»»
PR #134, opened 2015-03-18
Ensure environment is restored on error

### LINKED ISSUE #129: Unstaged changes lost when pre-commit plugin modified
During a commit I received the message "The following pre-commit plugins have been added, changed, or..." since a plugin had been modified. At that point (before running overcommit --sign pre-commit), I checked git status and noticed unstaged items were lost.

jawshooah:
Fixes #129

There doesn't seem to be a hook_runner_spec or hook_loader_spec anywhere, and I figured that's something you guys would prefer to set up on your own.

### DIFF
--- a/lib/overcommit/hook_runner.rb
+++ b/lib/overcommit/hook_runner.rb
@@ -22,11 +22,13 @@ module Overcommit
       # these calls to allow some sort of "are you sure?" double-interrupt
       # functionality, but until that's deemed necessary let's keep it simple.
       InterruptHandler.isolate_from_interrupts do
-        @context.setup_environment
-        load_hooks
-        result = run_hooks
-        @context.cleanup_environment
-        result
+        begin
+          @context.setup_environment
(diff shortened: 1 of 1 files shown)


lib/overcommit/hook_runner.rb
```diff
@@ -22,11 +22,13 @@ def run
...
-        result = run_hooks
-        @context.cleanup_environment
-        result
+        begin
+          @context.setup_environment
+          load_hooks
+          run_hooks
+        ensure
+          @context.cleanup_environment
+        end
```
sds: This definitely breaks things, because you're no longer returning `result`.

sds:
Yeah, the lack of `hook_runner_spec` is more a result of the fact that it's difficult to test interrupt-handling code, which is a lot of what the `HookRunner` class handles. 

Merged in c3d972d. Thanks for the fix!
««
--- TASK GOAL ---
Only the lines above, from the first through the one holding "# these calls", are to be output, and they must be copied exactly.

--- RESULT ---
PR #134, opened 2015-03-18
Ensure environment is restored on error

### LINKED ISSUE #129: Unstaged changes lost when pre-commit plugin modified
During a commit I received the message "The following pre-commit plugins have been added, changed, or..." since a plugin had been modified. At that point (before running overcommit --sign pre-commit), I checked git status and noticed unstaged items were lost.

jawshooah:
Fixes #129

There doesn't seem to be a hook_runner_spec or hook_loader_spec anywhere, and I figured that's something you guys would prefer to set up on your own.

### DIFF
--- a/lib/overcommit/hook_runner.rb
+++ b/lib/overcommit/hook_runner.rb
@@ -22,11 +22,13 @@ module Overcommit
       # these calls to allow some sort of "are you sure?" double-interrupt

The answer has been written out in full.